WithoutWeakness - Wednesday, July 16, 2014 - linkHe said the reason right in the middle of the second paragraph.
"Being able to reproduce type on an LCD with no visible aliasing or blurriness from font "smoothing" is absolutely where we want to get to."
4.9" QHD isn't necessarily a "holy grail" but 600dpi is around the range where pixels are so small and close together that pixels cannot be distinguished from each other when viewed from a normal ~8-12" viewing distance unless you are holding a magnifying lens to it. Anti-aliasing and font smoothing "tricks" are no longer needed. repoman27 selected 4.9" as his example because it's a "large enough" screen for most while still being pocketable and easy to hold with one hand for the majority of people.
inighthawki - Wednesday, July 16, 2014 - link"4.9" QHD isn't necessarily a "holy grail" but 600dpi is around the range where pixels are so small and close together that pixels cannot be distinguished from each other when viewed from a normal ~8-12" viewing distance unless you are holding a magnifying lens to it"
I'm sorry, but that point comes WAY before 600DPI. I have 300DPI devices which I struggle to see individual pixels from only 2-3 inches away. 600DPI is overkill for today's world. Those extra pixels could be sacrificed at nearly no cost to the end user (visually) and provide drastic improvements to battery life and brightness settings for the display.
Veedrac - Wednesday, July 16, 2014 - linkI'm with repoman27; your ability to distinguish pixels does not seem to be the same as mine.
Take an image with a freeform aliased solid 1px line zoomed at 100%. You should easily be able to see jaggedness.
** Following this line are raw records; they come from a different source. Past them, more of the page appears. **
PR #110, opened 2016-05-26
Fix unshift! docstring and faster varargs

bkamins:
Old version of `Base.unshift!(X::NullableVector, vs...)` was very slow for large number of varargs (especially on the first run for a given set of types of arguments) as Julia has to generate many intermediate function signatures. Here is an example:

```
x = NullableArray(Int64,0)
@time unshift!(x,(1:10000)...);
```

Now it works much faster than the old version.

Additionally small fix in unshift! method signature.

### DIFF
--- a/src/nullablevector.jl
+++ b/src/nullablevector.jl
@@ -66,18 +66,6 @@ function Base.unshift!(X::NullableVector, v) # -> NullableVector{T}
 end
 
 @doc """
-`unshift!(X::NullableVector, vs...)`
-
-Insert multiple values `vs` at the beginning of `X` and return `X`.
-""" ->
-function Base.unshift!(X::NullableVector, vs...)
-    for i in endof(vs):-1:1
-        unshift!(X, vs[i])
-    end
-    return X
-end
-
-@doc """
 `shift!{T}(X::NullableVector{T})`
 
 Remove the first entry from `X` and return it as a `Nullable` object.
@@ -197,8 +185,28 @@ collection to `append!`.
 function Base.append!(X::NullableVector, items::AbstractVector)
     old_length = length(X)
     nitems = length(items)
+    items_copy = convert(typeof(X), items)
     resize!(X, old_length + nitems)
-    X[old_length + 1:end] = items[1:nitems]
+    X[old_length+1:end] = items_copy
+    return X
+end
+
+@doc """
+`prepend!(X::NullableVector, items::AbstractVector)`
+
+Add the elements of `items` to the beginning of `X`.
+
+Note that `prepend!(X, [1, 2, 3])` is equivalent to `unshift!(X, 1, 2, 3)`,
+where the items to be added to `X` are passed individually to `unshift!` and as a
+collection to `prepend!`.
+""" ->
+function Base.prepend!(X::NullableVector, items::AbstractVector)
+    old_length = length(X)
+    nitems = length(items)
+    items_copy = convert(typeof(X), items)
+    ccall(:jl_array_grow_beg, Void, (Any, UInt), X.values, nitems)
+    ccall(:jl_array_grow_beg, Void, (Any, UInt), X.isnull, nitems)
+    X[1:nitems] = items_copy
     return X
 end
 
@@ -220,7 +228,7 @@ Insert `front` null entries at the beginning of `X` and add `back` null entries
 at the end of `X`. Returns `X`.
 """ ->
 function padnull!{T}(X::NullableVector{T}, front::Integer, back::Integer)
-    unshift!(X, fill(Nullable{T}(), front)...)
+    prepend!(X, fill(Nullable{T}(), front))
     append!(X, fill(Nullable{T}(), back))
     return X
 end
--- a/src/nullablevector.jl
+++ b/src/nullablevector.jl
@@ -55,7 +55,7 @@ function Base.unshift!(X::NullableVector, v::Nullable) # -> NullableVector{T}
 end
 
 @doc """
-`unshift!(X::NullableVector, v::Nullable)`
+`unshift!(X::NullableVector, v)`
 
 Insert a value `v` at the beginning of `X` and return `X`.
 """ ->
@@ -71,7 +71,10 @@ end
 Insert multiple values `vs` at the beginning of `X` and return `X`.
 """ ->
 function Base.unshift!(X::NullableVector, vs...)
-    return unshift!(unshift!(X, last(vs)), vs[1:endof(vs)-1]...)
+    for i in endof(vs):-1:1
+        unshift!(X, vs[i])
+    end
+    return X
 end
 
 @doc """
--- a/src/nullablevector.jl
+++ b/src/nullablevector.jl
@@ -185,9 +185,8 @@ collection to `append!`.
 function Base.append!(X::NullableVector, items::AbstractVector)
     old_length = length(X)
     nitems = length(items)
-    items_copy = convert(typeof(X), items)
     resize!(X, old_length + nitems)
-    X[old_length+1:end] = items_copy
+    copy!(X, length(X)-nitems+1, items, 1, nitems)
     return X
 end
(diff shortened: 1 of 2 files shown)


nalimilan:
Actually, I think we should only define the one-argument method, and rely on the fallback definition provided by Base for the general case. Same for `push!`. Would you do that?

(BTW, it's generally not a good idea to splat collections with many elements. In the present case, better use `prepend!`.)

bkamins:
I will work on it. Seems (see JuliaLang/julia#16631) that it is worth to consider adding `append!` and `prepend!` definitions for `NullableArrays`.

bkamins:
Updated PR has the following changes:
1. removed `unshift!` definition for more than one element (it falls back to default definition)
2. fixed `append!` as appending array of wrong type raised error but corrupted original NullableArray (array was grown first and assigned to next)
3. defined `prepend!'
4. changed `padnull!` to use `prepend!`

The change to `apppend!` calls `convert` to make sure that the supplied array can be appended. This currently fails in some cases, but the problem is with definition of `convert` (but I understand that this should be fixed soon). In particular `convert` fails to convert `[1, Nullable()]` to `NullableArray{Int64}` and it should.

The definition of `prepend!` calls Julia internal C function so I do not know if this is acceptable way to do this.

nalimilan:
> The change to apppend! calls convert to make sure that the supplied array can be appended.

That's a good idea in theory, but Julia Base doesn't do this for `Array`, so I think we shouldn't do that for now either. See https://github.com/JuliaLang/julia/issues/15868.

> In particular convert fails to convert [1, Nullable()] to NullableArray{Int64} and it should.

This works in 0.5 now: you get an `Array{Nullable{Int}}`, which can be converted to a `NullableArray` if needed.

src/nullablevector.jl
```diff
@@ -194,8 +185,28 @@ collection to `append!`.
...
     old_length = length(X)
     nitems = length(items)
+    items_copy = convert(typeof(X), items)
     resize!(X, old_length + nitems)
-    X[old_length + 1:end] = items[1:nitems]
+    X[old_length+1:end] = items_copy
+    return X
+end
+
+@doc """
```
nalimilan, line 193: We should really remove all docstrings which are redundant with Julia Base (and make PRs to improve them were needed). But for now probably better follow the current convention.

test/nullablevector.jl
```diff
@@ -152,9 +155,21 @@ module TestNullableVector
...
                   NullableArray([2:14...]))
-    @test isequal(append!(X, [Nullable(15), Nullable()]),
+    @test isequal(append!(X, [Nullable(15), Nullable{Int64}()]),
                   NullableArray([2:16...], vcat(fill(false, 14), true)))
 
+    #--- test Base.prepend!
+
+    # Base.prepend!(X::NullableVector, items::AbstractVector)
+
+    XX = NullableArray([3:12...])
```
nalimilan: Just call it `X` again, this variable is used several times anyway in this file.

test/nullablevector.jl
```diff
@@ -152,9 +155,21 @@ module TestNullableVector
...
+    @test isequal(prepend!(XX, [1, 2]),
+                  NullableArray([1:12...]))
+    @test isequal(prepend!(XX, [Nullable(-1), Nullable(0)]),
+                  NullableArray([-1:12...]))
+    @test isequal(prepend!(XX, [Nullable{Int64}(), Nullable(-2)]),
+                  NullableArray([-3:12...], vcat(true, fill(false, 15))))
```
nalimilan: Even on 0.4, you can write this as `NullableArray(Nullable{Int}[Nullable(), -2:12...])`, which is more readable.

test/nullablevector.jl
```diff
@@ -152,9 +155,21 @@ module TestNullableVector
                   NullableArray([2:12...]))
     @test isequal(append!(X, [Nullable(13), Nullable(14)]),
                   NullableArray([2:14...]))
-    @test isequal(append!(X, [Nullable(15), Nullable()]),
+    @test isequal(append!(X, [Nullable(15), Nullable{Int64}()]),
```
nalimilan: `Int64` should be `Int`. But did the test fail before this?

test/nullablevector.jl
```diff
@@ -152,9 +155,21 @@ module TestNullableVector
...
                   NullableArray([2:16...], vcat(fill(false, 14), true)))
 
+    #--- test Base.prepend!
+
+    # Base.prepend!(X::NullableVector, items::AbstractVector)
+
+    XX = NullableArray([3:12...])
+    @test isequal(prepend!(XX, [1, 2]),
+                  NullableArray([1:12...]))
```
nalimilan: `NullableArray(1:12)` is enough.

src/nullablevector.jl
```diff
@@ -194,8 +185,28 @@ collection to `append!`.
...
+
+Note that `prepend!(X, [1, 2, 3])` is equivalent to `unshift!(X, 1, 2, 3)`,
+where the items to be added to `X` are passed individually to `unshift!` and as a
+collection to `prepend!`.
+""" ->
+function Base.prepend!(X::NullableVector, items::AbstractVector)
+    old_length = length(X)
+    nitems = length(items)
+    items_copy = convert(typeof(X), items)
+    ccall(:jl_array_grow_beg, Void, (Any, UInt), X.values, nitems)
```
nalimilan, line 205: Looks like we need a new function in Julia to allow doing this in pure Julia at some point.

bkamins:
@nalimilan I have taken into account all your comments (hopefully :)).

In particular I fixed other parts of tests using the style you recommended in my code.

I also tried to make `append!` and `unshift!` work exactly like they work in Julia Base.

However, I have a problem with the fact that they are not atomic. I understand the arguments given in previous threads, but when we use `NullableArrays` most of the time we have to perform conversion to NullableArray anyway in the background - only after the array is grown. So in my opinion the time saved is not really worth the unsafety it introduces (but I am not an expert).

Imagine what fraction of Julia users would correctly say what is the result of the following code after reading documentation of `copy!` (which is used inside `append!` and `unshift!`):

```
using NullableArrays
x = NullableArray(1:10)
copy!(x, 2, x, 1, 9)
```

nalimilan:
Thanks, looks good to me. I agree the behavior of `append!` on failure isn't great, but this should be discussed and fixed in Base. The situation is going to be even worse if each package chooses a different solution.

The behavior of `copy!` in case of aliasing is also annoying since it's different from standard `Array`. Could you file an issue in Julia, showing the discrepancy with the `AbstractArray` method that `NullableArray` uses?

src/nullablevector.jl
```diff
@@ -195,7 +186,29 @@ function Base.append!(X::NullableVector, items::AbstractVector)
...
+Add the elements of `items` to the beginning of `X`.
+
+Note that `prepend!(X, [1, 2, 3])` is equivalent to `unshift!(X, 1, 2, 3)`,
+where the items to be added to `X` are passed individually to `unshift!` and as a
+collection to `prepend!`.
+""" ->
+function Base.prepend!(X::NullableVector, items::AbstractVector)
+    old_length = length(X)
+    nitems = length(items)
+    ccall(:jl_array_grow_beg, Void, (Any, UInt), X.values, nitems)
```
nalimilan, line 205: This sounds like a feature which should be supported in Julia, for example via `resize!(X, n, beginning::Bool=false)`. For now it's OK to use `ccall`, but would you be willing to make a PR against Julia to add this?

davidagold:
@bkamins Thank you for this work, and my apologies it's taken this long for me to review this PR. 

The failure on nightly is, as per usual, `broadcast` related. I'm inclined to merge this. @nalimilan do you have any more comments?

nalimilan:
No further comments. Thanks!

davidagold:
Thanks Milan! Also, welcome back =)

This is relevant in the ability to display high-quality text serifs.
My (rough) approximations are that I'll no longer be able to see jaggedness at normal distances (30 cm) from about 800ppi and up. That's the endgame.
inighthawki - Wednesday, July 16, 2014 - linkWell yeah, when you create a scenario that explicitly has tons of jaggies, it's possible to notice. But I have not seen OS shell UI that does not use antialiased graphics since like, Windows XP.
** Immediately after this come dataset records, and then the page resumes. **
Issue #112, opened 2016-06-10
Add a "memory reference" field?


quinnj:
Hey all,

I've been doing a round of updates on the DataStreams packages lately (big users of this package), as well as developing the new Feather.jl package for reading/writing feather files.

In my journeys, I also started playing with a new Arrow.jl package based on the Apache Arrow project which aims to define a common in-memory "dataframe" layout (or least columnar data layout). While I think an Arrow.jl project would be awesome, the more I've dug into it, I've realized it's not a trivial implementation and even shares/overlaps with a lot of the work that's happened in this package.

For now, I want to re-invest in NullableArrays as the underlying storage, but have realized a slight limitation. A lot of workflows involve getting pointers to memory regions (mmapped or otherwise) and "reinterpreting" values out of the memory region. It's obviously ideal to not need to always copy the memory region, but just hold a reference back to it. 

The limitation is the need to hold a reference back to this memory region, while the `x.isnull` and `x.values` arrays are reinterpreted from offsets into the region.

I'd like to propose adding a single `ref::Vector{UInt8}` field to `NullableArray` that could be used to potentially hold a reference to a memory region. It would be almost completely invisible to the user, but there if needed by packages like CSV/Feather where a reference is needed.

I'm happy to put in the leg work here if everyone's on-board.

nalimilan:
I don't fully understand your proposal. What's the use of that memory region if you also store `x.values`? In what occasions would you use `x.ref`? Couldn't that field be stored elsewhere, e.g. in a data frame-like structure which would group `NullableArrays` together?

quinnj:
That's actually what I'm doing now in https://github.com/JuliaDB/DataStreams.jl/blob/133cccdf6a2515f3e881d58a16f706606dd7b550/src/DataStreams.jl#L184 for Data.Table, but this isn't ideal since someone could still potentially grab the NullableArrays underneath the Data.Table, drop the reference to the parent Data.Table and now the underlying NullableArrays data can potentially be invalid. It's better to keep the reference as close to the data as possible.

So more concretely, my proposal is to have the NullableArray definition be

``` julia
immutable NullableArray{T, N} <: AbstractArray{Nullable{T}, N}
    values::Array{T, N}
    isnull::Array{Bool, N}
    ref::Vector{UInt8}
end
```

The idea is that you don't/wouldn't actually need to use `x.ref` in any case, it's just there to hold a reference so that the underlying memory region doesn't get freed/unmapped.

[...]

PR #114, opened 2016-06-11
Add a ref field to NullableArray

quinnj:
Allows for easy interop in shared memory scenarios where a reference to a memory region is needed to prevent the `x.values` array from being invalidated. Implements #112.

I'd love to try this out, and finish another round of updates based on it for the DataStreams network (CSV, SQLite, ODBC, Feather).

We can even not tell anyone if desired, then I'm the only one who has breakage if we choose to deprecate at some point :)

### DIFF
--- a/src/typedefs.jl
+++ b/src/typedefs.jl
@@ -21,15 +21,17 @@ reusing operations that only work on arrays without any null values.
 immutable NullableArray{T, N} <: AbstractArray{Nullable{T}, N}
     values::Array{T, N}
     isnull::Array{Bool, N}
+    # extra field for potentially holding a reference to a parent memory block
+    # (think mmapped file, for example) that `values` is actually derived from
+    parent::Vector{UInt8}
 
-    function NullableArray(d::AbstractArray{T, N}, m::Array{Bool, N})
+    function NullableArray(d::AbstractArray{T, N}, m::Array{Bool, N}, parent::Vector{UInt8}=Vector{UInt8}())
         if size(d) != size(m)
             msg = "values and missingness arrays must be the same size"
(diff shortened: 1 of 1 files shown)


src/typedefs.jl
```diff
@@ -21,13 +21,14 @@ reusing operations that only work on arrays without any null values.
 immutable NullableArray{T, N} <: AbstractArray{Nullable{T}, N}
     values::Array{T, N}
     isnull::Array{Bool, N}
+    ref::Vector{UInt8}
```
nalimilan: Maybe find a different name: we'll likely have to add the same hack to CategoricalArrays, which have a `refs` field. `parent`, `memblock`, `memregion`, `buffer`?

quinnj:
Updated :)

nalimilan:
Looks good to me.

quinnj:
Failing master is unrelated (more due to the mass of changes for 0-indexing [here](https://github.com/JuliaLang/julia/commit/dab5c8d8744461888bd5f1132deceae09e248af7#diff-8e941cd1878722cc12a54e01537b8e18L90)). I have some fixes for failing master tests on the way.

quinnj:
Bump. It'd be great to have this in. It'd also be nice to be added as a contributor if no one is seriously opposed. I promise to still do PRs for everything, it'd just be nice to do my own branches for test fixes and what not.

nalimilan:
Ah, I thought you had the permission to merge, as a member of JuliaStats. I'm not sure how this works, but I've just added you to the list of contributors to NullableArrays using my brand-new owner role.

quinnj:
Looks like it works 😏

Vi0cT - Wednesday, July 16, 2014 - linkWhile I agree with you for the most part, some east-asian scripts (the ones used in Japanese, Cantonese and Mandarin) do benefit from higher densities.
Characters like these are pretty dense:
So I believe it is a bit early to suggest that the PPI race should stop when people in huge markets (like Japan and China) do benefit from the improvements.
Now OEMs need to strike a balance between increasing densities and increasing(or at least maintaining) battery life.
inighthawki - Wednesday, July 16, 2014 - linkFair point.